The Web UI is available at http://localhost:9292 and provides real-time log streaming, request inspection, and manual model management.

NVIDIA GPU Setup

Requires the NVIDIA Container Toolkit.

docker compose --profile gpu up -d

For non-root security hardening, use the cuda-non-root image tag:

LLAMA_SWAP_CUDA_VERSION=cuda-non-root

AMD GPU Setup

Requires the /dev/dri and /dev/dri devices to be accessible on the host.
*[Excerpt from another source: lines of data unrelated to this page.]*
PR #274, opened 2022-07-11
Refactor World::get to take reference types

Ralith:
Many users have reported confusion arising from the use of component types in `World::get` in contrast to the use of reference sin `World::query` and friends. This replaces `get` and `get_mut` on `World` and `EntityRef` with a single `get` that is generic over *references to components*, so that the intuitive thing Just Works, and passing an explicit component type generates a trait error.

For consistency, `EntityBuilder:;get` and `get_mut` are both refactored similarly, although they cannot be combined into a single method as they do not perform dynamic borrow checking.

This also resolves the inconsistency between `get_mut` referring to the mutability of the component borrow, while other `_mut` methods on `World` instead refer to the mutability of the world borrow.

### DIFF
--- a/CHANGELOG.md
+++ b/CHANGELOG.md
@@ -1,5 +1,8 @@
 # Unreleased
 
+### Added
+- `World::satisfies` and `EntityRef::satisfies` to check if an entity would match a query
+
 ### Changed
 - Many generic methods that previously took a `Component` now instead take either a
   `ComponentRef<'a>` or a `Query` to improve consistency with queries and address a common footgun:
--- a/CHANGELOG.md
+++ b/CHANGELOG.md
@@ -7,6 +7,9 @@
     component types
   - `EntityBuilder` and `EntityBuilderClone`'s `get` and `get_mut` refactored along the same lines
     for consistency
+  - The `With`/`Without` query transformers now take a query that entities must/mustn't match rather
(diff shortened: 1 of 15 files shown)


adamreichold:
I have not formed an opinion of whether this simplifies explaining things (In my mental model, `World::get(_mut)` were the primitives out of which the queries are built via their DSL.), I wanted to add that the query combinators potentially have a similar foot gun, e.g. `Query<With<(&R, &S), &T>>` does not work as one might expect and the correct `Query<With<(&R, &S), T>>` might be surprising. (I guess it isn't completely the same as `&T` and `&mut T` imply no difference for the query combinator.)

Ralith:
I've received many independent user reports of footgun-related injuries here, so I'm convinced of the benefit.

`With`/`Without` are an interesting point. I've also been a bit unhappy with how they have to be nested to consider multiple components. Maybe we should refactor those to operate on two queries, rather than a query and a component type? Logically equivalent to the 2-tuple combinator, except that the results for the second item are not yielded (or borrowed).

adamreichold:
> Maybe we should refactor those to operate on two queries, rather than a query and a component type?

This sounds sensible and would also be nicely consistent with `Satisfies`.

Ralith:
Comically, I have just now discovered a bug in my own project that this would have prevented. Will probably publish a release soon.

docker compose --profile gpu-amd up -d

Use rocm instead of vulkan for full ROCm support:

LLAMA_SWAP_AMD_VERSION=rocm docker compose --profile gpu-amd up -d

Security Notes

By default, the container runs as root. Use the cuda-non-root or rocm-non-root image tags for improved security on GPU deployments.
The config.yaml is mounted read-only (ro).
Consider placing llama-swap behind a reverse proxy (e.g., Nginx, Caddy) when exposing it beyond localhost.

References

License

llama-swap is released under the MIT License. See the LICENSE file for details.